I explain about the newspaper clipping and how it has me spooked.

Jane’s thoughtful for a minute. “Hmm, I guess it does sound like it’s someone who knows you. Though there is the possibility that it could be a stranger who is really committed to digging up relics from your past.”

“I am a nobody! Just some girl who writes for some website. I refuse to believe that someone out there who has never even met me is demented enough to do all of this: to figure out where I grew up; to travel to the local Stanton, Connecticut, library; and to copy microfiche from 1992 so they can scan it into the Internet to prove a point,” I say.

“You never know. But you’re probably right, so let’s put our thinking caps on. Is it that girl who was dating Roger when you made out with him on your twenty-first birthday?” Jane asks.

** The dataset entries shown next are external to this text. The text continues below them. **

PR #12562, opened 2026-05-08
fix: imu scale estimation covariance limit for stability

SergioReyesSan:
## Description

This PR fixes an issue in the IMU scale estimation where the covariance matrix (specifically non-diagonal terms) would increase significantly when the vehicle is stationary or moving straight/ slow turning for extended periods. This growth caused instability in scale estimation and triggered MRM.

**Parent Issue:**

- Link

## How was this PR tested?

The fix was validated using Rosbags directly from the vehicle, with prolonged, slow turns causing no updates to the imu scale estimate. Furthermore, a Rosbag containing an NDT pose anomaly (which previously caused system instability due to high accumulated covariance) was tested; the system now remains stable after the fix.

decay coefficient and threshold to estimate scale parameters, also changed to increase scale estimation stability.

No needed changes on this version of Autoware launch, since it uses the default values.
## Related links

TIER IV INTERNAL test.
https://star4.slack.com/archives/C09J2QMQZ1B/p1779250307217069?thread_ts=1777543404.131559&cid=C09J2QMQZ1B

## Notes for reviewers

None.

## Interface changes

None.

## Effects on system behavior

None.


sensing/autoware_imu_corrector/src/gyro_bias_estimator.cpp
YoshiRi: How about covariance capping instead of clamping?

```c++
// Update P with F
ekf_angle_.p_angle_ = f_matrix * ekf_angle_.p_angle_ * f_matrix.transpose();

// Covariance Capping: Only add Q if we are below the maximum variance threshold
if (ekf_angle_.p_angle_(0, 0) < ekf_angle_.max_variance_p_angle_ && 
    ekf_angle_.p_angle_(1, 1) < ekf_angle_.max_variance_p_angle_) {
    ekf_angle_.p_angle_ += ekf_angle_.q_angle_;
}
```

sensing/autoware_imu_corrector/src/gyro_bias_estimator.cpp
```diff
@@ -278,6 +278,12 @@ void GyroBiasEstimator::callback_imu(const sensor_msgs::msg::Imu::ConstSharedPtr
...
       ekf_angle_.max_variance_p_angle_);
+    ekf_angle_.p_angle_(0, 1) = std::min(
+      std::max(ekf_angle_.p_angle_(0, 1), -ekf_angle_.max_variance_p_angle_),
+      ekf_angle_.max_variance_p_angle_);
+    ekf_angle_.p_angle_(1, 0) = std::min(
+      std::max(ekf_angle_.p_angle_(1, 0), -ekf_angle_.max_variance_p_angle_),
+      ekf_angle_.max_variance_p_angle_);
     ekf_angle_.p_angle_(1, 1) = std::min(
       std::max(ekf_angle_.p_angle_(1, 1), ekf_angle_.min_covariance_angle_),
       ekf_angle_.max_variance_p_angle_);
```
YoshiRi: I want to discard this clamping and switch to Q skipping because clamping will distort EKF numerical stability.

Do you have any other motivation to keep this part?

sensing/autoware_imu_corrector/src/gyro_bias_estimator.cpp
YoshiRi: [Question]
Setting this to exactly 0 implies we assume zero angle random walk from the gyro, which physically causes the angle variance to collapse over time, making the lower-bound clamping (min_covariance_angle_) strictly necessary to keep the filter alive.
It sounds safer to set small value to first element like 1e-8.

Do you know any intention to this implementation?

YoshiRi (changes requested):
Thanks for tackling this issue! Adding a safety valve to prevent covariance wind-up during long straight/stationary periods is definitely the right direction to stabilize the system.
However, from an EKF design perspective, I have a critical concern regarding the current implementation approach. 

## Concern: Breaking Positive Semi-Definiteness (PSD)
Clamping the off-diagonal elements `(p_angle_(0, 1)` and `p_angle_(1, 0))` independently using `std::min/max` will likely destroy the **Positive Semi-Definite (PSD) property of the covariance matrix** .In a 2x2 covariance matrix, the elements must always satisfy $P_{01}^2 \le P_{00} P_{11}$. This mathematical distortion can lead to singular matrices or NaNs during the Kalman gain inversion as soon as the vehicle starts turning again, potentially causing a new critical crash.

## Proposed Solution: Covariance Capping ($Q = 0$)
Instead of distorting the matrix elements after the prediction step, I prefer the approach to stop adding the process noise ($Q$) when the covariance reaches its upper limit.

sensing/autoware_imu_corrector/src/gyro_bias_estimator.cpp
YoshiRi, line 278: [Bugs?] 
This may be out of scope, but could you check this f_matrix is right?

```suggestion
    f_matrix << 1, dt_imu * gyro.vector.z, 0,
```

IMO we do not need bias value.

$$\begin{bmatrix} \theta_{k} \\\ s_{k} \end{bmatrix} = f(X_{k-1}, u_k) = \begin{bmatrix} \theta_{k-1} + (s_{k-1} \cdot \omega_k - b) \cdot \Delta t \\\ s_{k-1} \cdot \lambda \end{bmatrix}$$

$$F = \frac{\partial f}{\partial X} = \begin{bmatrix} \frac{\partial \theta_k}{\partial \theta_{k-1}} & \frac{\partial \theta_k}{\partial s_{k-1}} \\\ \frac{\partial s_k}{\partial \theta_{k-1}} & \frac{\partial s_k}{\partial s_{k-1}} \end{bmatrix} = \begin{bmatrix} 1 & \omega_k \cdot \Delta t \\\ 0 & \lambda \end{bmatrix}$$

SergioReyesSan: It should work as well, i was thinking to update also only when it's possible to update the filter.

sensing/autoware_imu_corrector/src/gyro_bias_estimator.cpp
SergioReyesSan: i guess that if we stop updating the covariance after a certain boundary, as you mentioned, it might not be necessary this part.

sensing/autoware_imu_corrector/src/gyro_bias_estimator.cpp
SergioReyesSan: Thanks for noticing, I added the bias because when I injected a large artificial bias i noticed an error in the scale estimation. The input of this node is raw IMU data; it might contain a large offset that changes over the time.

SergioReyesSan: Thanks for the comment. When starting the development, I started with simulations and "ideal" conditions, so you're right is better to assume a bit of noise on the process element

YoshiRi: @SergioReyesSan  Could you update the logic and let me know after your commit?

SergioReyesSan: changed here

 [2b18f4c](https://github.com/autowarefoundation/autoware_universe/pull/12562/commits/2b18f4c562ce5f917ec1eb1a89a2362c71e2b2dd)

sensing/autoware_imu_corrector/src/gyro_bias_estimator.cpp
SergioReyesSan: changed here

[2b18f4c](https://github.com/autowarefoundation/autoware_universe/pull/12562/commits/2b18f4c562ce5f917ec1eb1a89a2362c71e2b2dd)

sensing/autoware_imu_corrector/src/gyro_bias_estimator.cpp
SergioReyesSan: changed here

[2b18f4c](https://github.com/autowarefoundation/autoware_universe/pull/12562/commits/2b18f4c562ce5f917ec1eb1a89a2362c71e2b2dd)

SergioReyesSan:
@YoshiRi Thanks for the reminder i checked that is workign with Hihara-San rosbags, added the latest commit with some changes

YoshiRi (changes requested):
This is a brilliant update. I've reviewed Patch 2, and it perfectly addresses all the EKF design concerns we discussed.LGM

YoshiRi (approved):

SergioReyesSan:
@YoshiRi Thanks for your comments and suggestions to make it better1

PR #12565, opened 2026-05-11
refactor(autoware_traffic_light_map_based_detector): simplify detect() and unify ROI computation

interimadd:
## Description

This PR is a behavior-preserving refactor of `TrafficLightMapBasedDetector` that focuses on clarifying the detection pipeline used by `detect()`. No functional change is intended.

Changes:

- Split the previous overload of `get_traffic_light_roi()` into:
  - `project_traffic_light_to_roi()` — single transform → `std::optional<TrafficLightRoi>`.
  - `get_traffic_light_roi()` — `std::vector<StampedTransform>` → `std::optional<TrafficLightRoi>` for the bounding ROI; the single-transform case is now handled as a one-element vector.
- Changed `get_visible_traffic_lights()` to return `std::vector<lanelet::ConstLineString3d>` by value instead of writing through an output parameter.
- Reduced `detect()` to orchestration logic by extracting small helpers for traffic-light-set selection and expect-ROI config construction

## Related links

**Parent Issue:**

- N/A (internal refactor)

## How was this PR tested?

- `colcon build --packages-select autoware_traffic_light_map_based_detector`
- `colcon test --packages-select autoware_traffic_light_map_based_detector --event-handlers console_cohesion+` — all tests pass (gtest, copyright, cppcheck, lint_cmake, xmllint, etc.).

## Notes for reviewers

None

## Interface changes

None

## Effects on system behavior

None. This change is intended to be behavior-preserving and is covered by the existing test suite.

### DIFF
--- a/perception/autoware_traffic_light_map_based_detector/src/traffic_light_map_based_detector.cpp
+++ b/perception/autoware_traffic_light_map_based_detector/src/traffic_light_map_based_detector.cpp
@@ -16,7 +16,7 @@
 
 #include <autoware/lanelet2_utils/conversion.hpp>
 #include <autoware/traffic_light_utils/traffic_light_utils.hpp>
-#include <autoware_lanelet2_extension/visualization/visualization.hpp>
+#include <autoware_lanelet2_extension/utility/query.hpp>
 #include <autoware_utils/math/normalization.hpp>
 #include <autoware_utils/math/unit_conversion.hpp>
 
--- a/perception/autoware_traffic_light_map_based_detector/src/traffic_light_map_based_detector.cpp
+++ b/perception/autoware_traffic_light_map_based_detector/src/traffic_light_map_based_detector.cpp
@@ -199,10 +199,8 @@ DetectionResult TrafficLightMapBasedDetector::detect(
   image_geometry::PinholeCameraModel pinhole_camera_model;
   pinhole_camera_model.fromCameraInfo(camera_info);
 
-  std::vector<lanelet::ConstLineString3d> visible_traffic_lights;
-  get_visible_traffic_lights(
-    select_target_traffic_lights(), tf_map2camera_samples, pinhole_camera_model,
-    visible_traffic_lights);
+  const auto visible_traffic_lights = get_visible_traffic_lights(
+    select_target_traffic_lights(), tf_map2camera_samples, pinhole_camera_model);
 
   const tf2::Transform tf_map2camera_closest =
     find_closest_transform(tf_map2camera_samples, camera_info.header.stamp);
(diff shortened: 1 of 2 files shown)


perception/autoware_traffic_light_map_based_detector/src/traffic_light_map_based_detector.cpp
```diff
@@ -178,55 +200,40 @@ DetectionResult TrafficLightMapBasedDetector::detect(
...
-    get_visible_traffic_lights(
-      *route_traffic_lights_ptr_, tf_map2camera_samples, pinhole_camera_model,
-      visible_traffic_lights);
-  } else {
-    get_visible_traffic_lights(
-      *all_traffic_lights_ptr_, tf_map2camera_samples, pinhole_camera_model,
-      visible_traffic_lights);
-  }
+  const auto visible_traffic_lights = get_visible_traffic_lights(
+    select_target_traffic_lights(), tf_map2camera_samples, pinhole_camera_model);
```
a-maumau, line 204: [nit]
For me, if we do not need to explicitly show which traffic lights to be used, we could move the `select_target_traffic_lights` into `get_visible_traffic_lights`.

perception/autoware_traffic_light_map_based_detector/src/traffic_light_map_based_detector.cpp
```diff
@@ -178,55 +200,40 @@ DetectionResult TrafficLightMapBasedDetector::detect(
...
-  expect_roi_config.max_vibration_pitch = 0;
+  const auto expect_roi_config = make_expect_roi_config(config_);
 
   for (const auto & traffic_light : visible_traffic_lights) {
-    tier4_perception_msgs::msg::TrafficLightRoi rough_roi, expect_roi;
-    if (!get_traffic_light_roi(
-          tf_map2camera_closest, pinhole_camera_model, traffic_light, expect_roi_config,
-          expect_roi)) {
+    const auto expect_roi = get_traffic_light_roi(
+      {tf_map2camera_closest}, pinhole_camera_model, traffic_light, expect_roi_config);
```
a-maumau, line 212: Just for note:
- The result should be the same, but the execution path is slightly changed. it will run `compute_bounding_roi` which should do nothing.

perception/autoware_traffic_light_map_based_detector/src/traffic_light_map_based_detector.cpp
```diff
@@ -278,14 +285,17 @@ void TrafficLightMapBasedDetector::get_visible_traffic_lights(
       break;
     }
   }
+  return visible_traffic_lights;
 }
 
-bool TrafficLightMapBasedDetector::get_traffic_light_roi(
+std::optional<tier4_perception_msgs::msg::TrafficLightRoi>
+TrafficLightMapBasedDetector::project_traffic_light_to_roi(
```
a-maumau, line 292: Ignore this.

The name `project_traffic_light_to_roi` sounds not right to me (it is extracting/creating a ROI from a image by projecting the points of traffic light), but when I asked claude about this, claude says "it should be OK".
So, I will leave this as OK (I also couldn't come up a better name).

a-maumau (approved):
overall LGTM!

perception/autoware_traffic_light_map_based_detector/src/traffic_light_map_based_detector.cpp
interimadd: In my opinion, the current design is more readable because `get_visible_traffic_lights()` takes `TrafficLightSet` as an explicit parameter. It makes clear what data the function operates on.
In addition, since `detect()` is the main orchestration function of this core logic class, I prefer to keep the selection between map-wide and route-restricted traffic lights visible in `detect()`, rather than hiding it inside `get_visible_traffic_lights()`.

interimadd:
@a-maumau 
Thank you for the review and comments!
There is no single correct answer for the implementation, but for the reasons I have provided, I would like to merge the PR as is.

PR #12566, opened 2026-05-11
fix(traffic_light_multi_camera_fusion): use minimum confidence across signal elements

a-maumau:
## Description
This PR will change the confident update from taking the first element to minimum of the confidence.

In the https://github.com/autowarefoundation/autoware_universe/pull/12302 , it introduced a new model that detect the traffic light bulbs. This model will output confidence of each traffic light bulb, so we need to handle this in some plausible manner (in this PR, taking the min).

“OMG, soul mates!” I laugh. “I thought of her, too. But I would hope that she’s over something that happened one night four years ago.”

“What about that weird girl who was in our French hypertextualism class? The one with the midget hands?” Jane waves her hands around for extra effect.

“She was just weirdly obsessed with those Parisian student protests in the sixties. She wasn’t psychotic. And I don’t think she hated me.” I’m a little defensive. I already feel like so many strangers hate on me in the Chick Habit comments that the idea of a random, distant acquaintance wishing me ill makes me shift around uncomfortably, uncrossing and then recrossing my legs.